# [INSTRUCTIONS FOR THE TASK]
Word for word, restate every line from the one with "confirmed it doesn't" through the end of the records below, both included, and add nothing.

Segment Open

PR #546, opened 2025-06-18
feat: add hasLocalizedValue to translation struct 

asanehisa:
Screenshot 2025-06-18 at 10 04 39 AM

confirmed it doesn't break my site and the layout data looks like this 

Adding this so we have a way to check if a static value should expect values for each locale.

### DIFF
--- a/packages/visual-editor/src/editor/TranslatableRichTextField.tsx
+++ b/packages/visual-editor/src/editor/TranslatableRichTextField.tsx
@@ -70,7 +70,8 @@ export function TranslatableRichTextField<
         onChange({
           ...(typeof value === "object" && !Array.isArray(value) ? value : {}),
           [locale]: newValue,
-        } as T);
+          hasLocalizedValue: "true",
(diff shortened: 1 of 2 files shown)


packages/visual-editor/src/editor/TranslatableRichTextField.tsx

Segment Closed

# [TASK RESPONSE]
confirmed it doesn't break my site and the layout data looks like this 

Adding this so we have a way to check if a static value should expect values for each locale.

### DIFF
--- a/packages/visual-editor/src/editor/TranslatableRichTextField.tsx
+++ b/packages/visual-editor/src/editor/TranslatableRichTextField.tsx
@@ -70,7 +70,8 @@ export function TranslatableRichTextField<
         onChange({
           ...(typeof value === "object" && !Array.isArray(value) ? value : {}),
           [locale]: newValue,
-        } as T);
+          hasLocalizedValue: "true",
(diff shortened: 1 of 2 files shown)


packages/visual-editor/src/editor/TranslatableRichTextField.tsx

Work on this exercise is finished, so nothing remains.